La vida alegre de mi barrio en América

(Sobre la novela de Daniel Centeno)

Podcast Carátula y Mas. Con Daniel Centeno, Esther Ferrero y Javier Sancho Mas. EfectoDoppler Radio3

Gran parte de lo mejor de la literatura iberoamericana se escribe fuera de la patria. De la grande y de la chica. Es una seña de identidad: la escritura desde lejos. Las autoras y autores que han salido de su país, por voluntad propia, o por la situación sociopolítica, suelen cruzarse en segundas patrias: tan a menudo México, España o Estados Unidos. Reescriben su experiencia o a sus propios países desde esa otra distancia, no solo espacial. Últimamente, ha habido una cierta explosión de obras venezolanas, como las de Karina Sainz Borgo, quien no cree en literaturas nacionales, sino en un relato universal, que se engendra y vive, como sus obras, en lo particular y lo local.

Esos textos suelen ritmarse con la melancolía, pero a veces, muy pocas veces, esa añoranza se convierte en humor, parodia y esperpento. Y cuando ocurre, esas pocas veces, suele convertirse en una gran obra literaria.

Karina Sainz Borgo sobre las literaturas nacionales, o “la literatura”.

Ojo a esta “ida de olla” (como dirían en España) de Daniel Centeno, autor venezolano, que reside en Houston. Ojo porque les va a llevar de la mano de dos entrañables amigos, una vieja gloria de la canción romántica, y un joven rockero frustrado, en busca de una última oportunidad. Ojo a las idas y venidas por esa América que se resiste al tiempo, de tugurios, cantinas y rockolas con boleros de Daniel Santos, Juan Gabriel o los ritmos de La Sonora Matancera. Quien haya vivido apegado a los barrios de América Latina, da igual dónde, porque cualquier barrio de América Latina es el corazón de América, asentirá cuando vea reflejadas en estas páginas las contradicciones de lo “violentamente dulce” con que se vive en ellos. Copio palabras de Cortázar sobre un país y una revolución que nunca fue.  

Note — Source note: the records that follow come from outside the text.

Issue #398, opened 2018-01-22
Injected ESC data is not quite correct


kate-harrison:
According to WinnForum requirements and SAS admin agreements, we will use the installationParam object from SAS-CBSD 2.0. In particular, the field `azimuthRadiationPattern` will be required for SAS-SAS exchange of ESC sensors and the `antenna*` fields are no longer needed (in this use case).

The existing [ESC sensor record](https://github.com/Wireless-Innovation-Forum/Spectrum-Access-System/blob/master/src/harness/testcases/testdata/esc_sensor_record_0.json) is using installationParam from SAS-CBSD 1.* and hence is not consistent with the latest SAS admin agreements.

PR #444, opened 2018-02-27
Use the installationParam object from SAS-CBSD 2.0

harinineelu:
Refer: https://github.com/Wireless-Innovation-Forum/Spectrum-Access-System/issues/398


harinineelu:
Thanks for reviewing, Janet :) 

Regarding the elevationRadiationPattern, have not added that since it is optional and can be added later if needed.

janetliuboston:
Sounds good then! Thanks, Harini!

harinineelu:
Merged #444

PR #445, opened 2018-02-27
Fix issue with POST/GET in sas.py

gilschieber:


gilschieber:
Fixing issue introduced in #414

PR #446, opened 2018-02-27
Remove all test cases which use the old IDs

harinineelu:
Remove all test cases which use the old IDs (and old test spec).


janetliuboston:
Looks good. Thanks.

harinineelu:
Merged #446

PR #450, opened 2018-02-28
NEW SSS test cases with new ID: 1 to 5

gilschieber:


src/harness/testcases/WINNF_FT_S_SSS_testcase.py
```diff
@@ -18,10 +18,67 @@
 
 SAS_CERT = os.path.join('certs', 'sas.cert')
 SAS_KEY = os.path.join('certs', 'sas.key')
+SAS_URL = 'https://fake.sas.url.not.used.org'
```
jni2000: The SAS_URL should also include the version number of the SAS.

src/harness/testcases/WINNF_FT_S_SSS_testcase.py
```diff
@@ -18,10 +18,67 @@
...
 
+  @winnforum_testcase
+  def test_WINNF_FT_S_SSS_1(self):
+    """New registration with TLS_RSA_WITH_AES_128_GCM_SHA256 cipher.
+
+    Checks that SAS UUT response satisfy cipher security conditions.
+    Checks that a SAS registration with this configuration succeed.
+    """
+    self.doSasTestCipher('AES128-GCM-SHA256',
+                         client_cert=SAS_CERT, client_key=SAS_KEY,
```
jni2000: Should we make the cert and key as configurable parameters instead of global variables?

src/harness/testcases/WINNF_FT_S_SSS_testcase.py
```diff
@@ -18,10 +18,67 @@
...
+                         client_url=SAS_TH_URL)
```
jni2000: Should we make the CA certificate chain also as one of the arguments?

src/harness/security_testcase.py
```diff
@@ -171,6 +172,29 @@ def doTestCipher(self, cipher, client_cert=None, client_key=None):
...
+                                   client_cert, client_key)
+
+    # Does a regular SAS registration
+    self.SasReset()
+    certificate_hash = getCertificateFingerprint(client_cert)
+    self._sas_admin.InjectPeerSas({'certificateHash': certificate_hash,
+                                   'url': client_url})
+    self._sas_admin.TriggerFullActivityDump()
+    with CiphersOverload(self._sas, [cipher], client_cert, client_key):
+      self._sas.GetFullActivityDump(client_cert, client_key)
```
jni2000: I think we should ensure that the GetFullActivityDump is successful. If not it should assert error should be raised.

src/harness/testcases/WINNF_FT_S_SSS_testcase.py
gilschieber: Done.

src/harness/testcases/WINNF_FT_S_SSS_testcase.py
gilschieber: As we don't expect to run these tests with different set of certificates, I think there is no point to use a configurable test case here.

src/harness/testcases/WINNF_FT_S_SSS_testcase.py
gilschieber: The CA certificate chain is only related to the server, so I think it should not change across testcases (in particular these ones where we test only cipher).

src/harness/security_testcase.py
gilschieber: You're right. But this is already done.
The GetFullActivityDump calls _SasRequest that calls_RequestGet, and inside this function there is an 
assert http_code == 200, http_code
This should be enough I think.

src/harness/testcases/WINNF_FT_S_SSS_testcase.py
gilschieber: Another point is that these tests are checking the algorithm, not the certs, so we can use the default certs the same way we use them for every other test. Let me know your thoughts so that we can go on with this one. Thanks.

src/harness/fake_sas.py
```diff
@@ -202,6 +202,30 @@ def GetEscSensorRecord(self, request, ssl_cert=None, ssl_key=None):
       # Return Empty if invalid Id
       return {}
 
+  def GetFullActivityDump(self, version, ssl_cert=None, ssl_key=None):
```
jni2000: This test case looks like copied from the content of FAD.1 PR. The below comments are related to those portion. Please use for reference:
1. The parameters ssl_cert=None, ssl_key=None arguments doesm't seem to be used
2. Please add some docstring description for this function to help understand the usage of this function.

src/harness/fake_sas.py
```diff
@@ -202,6 +202,30 @@ def GetEscSensorRecord(self, request, ssl_cert=None, ssl_key=None):
...
+    response = json.loads(json.dumps({
+        'files': [
+            {'url': "https://raw.githubusercontent.com/Wireless-Innovation-Forum/\
+             Spectrum-Access-System/master/schema/empty_activity_dump_file.json",
```
jni2000: Alignment: one space in the lines 209, 213,217 & 221 should be removed to align correctly.

src/harness/security_testcase.py
```diff
@@ -171,6 +172,29 @@ def doTestCipher(self, cipher, client_cert=None, client_key=None):
...
       self.assertRegistered([device_a])
 
+  def doSasTestCipher(self, cipher, client_cert, client_key, client_url):
+    """Does a cipher test as described in SSS tests 1 to 5 specification.
+
+    Args:
+      cipher: the cipher openSSL string name to test.
+      client_cert: SAS client certificate file in PEM format to use.
+      client_key: associated key file in PEM format to use.
+      client_url: base URL of the peer client SAS.
```
jni2000: The test harness would be the client SAS right? May be ‘client SAS’ can be renamed to ‘peer SAS’ or ‘SAS UUT’?

src/harness/security_testcase.py
```diff
@@ -171,6 +172,29 @@ def doTestCipher(self, cipher, client_cert=None, client_key=None):
     with CiphersOverload(self._sas, [cipher], client_cert, client_key):
       self.assertRegistered([device_a])
 
+  def doSasTestCipher(self, cipher, client_cert, client_key, client_url):
+    """Does a cipher test as described in SSS tests 1 to 5 specification.
+
+    Args:
+      cipher: the cipher openSSL string name to test.
+      client_cert: SAS client certificate file in PEM format to use.
```
jni2000: Please update the description of client_cert and client_key. They are actually path to the file and not the contents of the file in PEM format right?

src/harness/security_testcase.py
```diff
@@ -171,6 +172,29 @@ def doTestCipher(self, cipher, client_cert=None, client_key=None):
...
+      client_key: associated key file in PEM format to use.
+      client_url: base URL of the peer client SAS.
+    """
+
+    # Using pyOpenSSL low level API, does the SAS UUT server TLS session checks.
+    self.assertTlsHandshakeSucceed(self._sas_admin._base_url, [cipher],
```
jni2000: I think this method assertTlsHandshakeSucceed has to be invoked with the client_url. You could also consider building the SAS_TH_URL from the sas.cfg . Both the baseurl and the SAS version are configured in that file.

src/harness/security_testcase.py
jni2000: This method GetFullActivityDump would also not use the client_url. I think we should either modify these methods take the URL as input or have the functions use the sas.cfg file and not have the SAS_TH_URL defined and passed as an argument from the test case

src/harness/fake_sas.py
gilschieber: 1. This is completely consistent with all of the other functions in this file. If this is wrong, let's address in a separate PR which cleans up all functions.
2. Not needed in fake_sas.py, the sas_interface.py contains the corresponding documentation.

src/harness/fake_sas.py
gilschieber: Alignment corrected.

gilschieber:
Comments addressed, can you take a look?

src/harness/testcases/WINNF_FT_S_SSS_testcase.py
jni2000: we do not hold strong position on this comment as long as the test code servers the requirements. If in case we need them be configurable, we can patch fixes.

src/harness/testcases/WINNF_FT_S_SSS_testcase.py
jni2000: ok, agreed.

src/harness/security_testcase.py
jni2000: ok, thanks.

src/harness/fake_sas.py
jni2000: ok, we can do as what you suggested later.

jni2000:
Looks good to us. If others agree, we approve this PR.

src/harness/security_testcase.py
jni2000: Norbert,

We think this issue still needs to be fixed in the SSS test cases

The TLS handshake and GetFullActivityDump is done on URLs ._sas_admin._base_url). GetFullActivityDump and _sas._base_url respectively. But he URL (client_url) that is injected using inject peer sas is completely different. 

The client url is set to https://fake.sas.url.not.used.org/v1.2 while the ._sas_admin._base_url and ._sas._base_url are based on the sas.cfg file and use localhost:9000

Please note that all the security test cases including the ones that we submitted would need the fix. I think the fix is to not use the global variable “SAS_URL” but to automatically construct the URL based on the sas.cfg.

Perhaps if other reviewers agree then we can do one patch and fix all the SSS test cases after everything is merged.

PR #454, opened 2018-03-04
remove duplicate getCertificateFingerprint

jni2000:
remove duplicate getCertificateFingerprint


jni2000:
Norbert/Kate

We found that there are two duplicate getCertificateFingerprint here, probably caused by one of our merge. We are fixing this now. Please review. Thanks.

jni2000:
thanks, for reviewing.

Centeno se ha forjado literariamente con varios libros de ensayos, creación y perfiles como Postmodernidad en el cine (Premio Carlos Eduardo Frías, 1999), Periodismo a ras del boom (Universidad Autónoma de Nuevo León/Universidad de Los  Andes, 2007), Retratos hablados (Debate, Random House, 2010) y Ogros ejemplares (Lugar Común, 2015).  Fue finalista del XV Premio Internacional de Relato Breve Julio Cortázar y del Juan Rulfo. Actualmente dirige la revista cultural caratula.net.

La vida alegre se publica con el sello de Alfaguara en México. Y en ella nos reencontramos con esas músicas criollas edulcoradas, intensas y medio falsas, afectadas y medio verdaderas, como las aventuras de Poli, el rockero, y Sandalio, el viejo Ruiseñor de las Américas.

Labrar frases para el humor es un arte más difícil que la tragedia. Por eso, la novela de Centeno rezuma mucho trabajo de pulido. No de otro modo se explica que, a pesar de lo esperpéntico de los personajes, ni las frases ni las escenas lleguen al límite del artificio. Con un tono quijotesco, cada línea va medida con una fina intuición para que la realidad nos haga sonreír, al retorcerla con naturalidad. La risa no se provoca describiendo las reacciones de los personajes, sino a través de la interacción de las cosas con ellos. Hasta un punto en que es la realidad la que parece absurda, y no la curiosa compañía de Poli y El Ruiseñor.

Las aventuras de los protagonistas se enmarcan en la vivencia intensa y musical, desde un barrio caraqueño, que es como cualquiera de cualquier municipio del continente. Tenía la tentación de decir que se trata de un adiós a un mundo, con una sonrisa. Pero no. El mundo sigue ahí. Y harían bien Alfaguara en editar, también en España, esta novela en papel, no sólo en México, para acercar a los lectores la verdadera esencia de lo real imaginario que aún es el pan nuestro de cada día en la otra orilla hermana.

Un compatriota de Centeno, Rodrigo Blanco, describe bien el contexto de esta novela:  “Ese mundo ralentizado de canciones viejas que narraban amores desgraciados…; ese mundo donde el destino sólo podía tornarse favorable con grandes cantidades de dinero obtenidas de forma ilícita o azarosa; ese mundo, decía, siguió existiendo. Y existe todavía hoy, ajeno a Internet, el #MeToo y las Bitcoins, como un charquito de humedad cruel y sensiblera que nunca termina de secarse”.

No se puede ir contra la sangre. Y menos contra la que corre por un continente contagioso de boleros que se bailan muy pegados, en lugares donde sólo es posible creer que un cielo en el infierno cabe. Si no, ojo a esta novela hasta el final.

En la entrevista que grabamos en Efecto Doppler, de Radio3, le pedimos a Daniel varias recomendaciones de autoras y autores venezolanos, que escriben, como decía Sainz Borgo, su porción de literatura universal desde el recuerdo de lo local. Nos dio una buena lista para buscar y leer para acercarnos a ese querido país que ha sido un poco el de todos los que hablamos en español. Nos habló, entre otros, de Victoria De Stefano, Elisa Lerner, Yolanda Pantin, Eugenio Montejo, Rafael Cadenas, Rodrigo Blanco.

Y si desean leer La vida alegre con música de fondo, aquí una sugerencia: Rubén Blades, que también ha leído esta novela. El tema es la historia cantada de, cómo no, un cantante.  

Oxígeno. Más oxígeno

El doctor Philippe Duneton, director ejecutivo de UNITAID, examina los esfuerzos para priorizar esta herramienta simple y compleja al tiempo. Asegura que las vacunas no son suficientes contra la pandemia, la lucha debe ser integral.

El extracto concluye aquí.